■ **GOAL OF THE EXERCISE**: Reproduce the data exactly as it stands.

■ **DATA FOR THE TASK**:
--

PR #7568, opened 2022-08-17
Filter timestamped points by point, not time

jcmorrow:
We were filtering analysis points by displayed begin and end times. That
does not work. The displayed begin and end times for a focus region
don't necessarily reflect the true begin and end times for that region.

--

■ **EXPECTED OUTPUT**:
PR #7568, opened 2022-08-17
Filter timestamped points by point, not time

jcmorrow:
We were filtering analysis points by displayed begin and end times. That
does not work. The displayed begin and end times for a focus region
don't necessarily reflect the true begin and end times for that region.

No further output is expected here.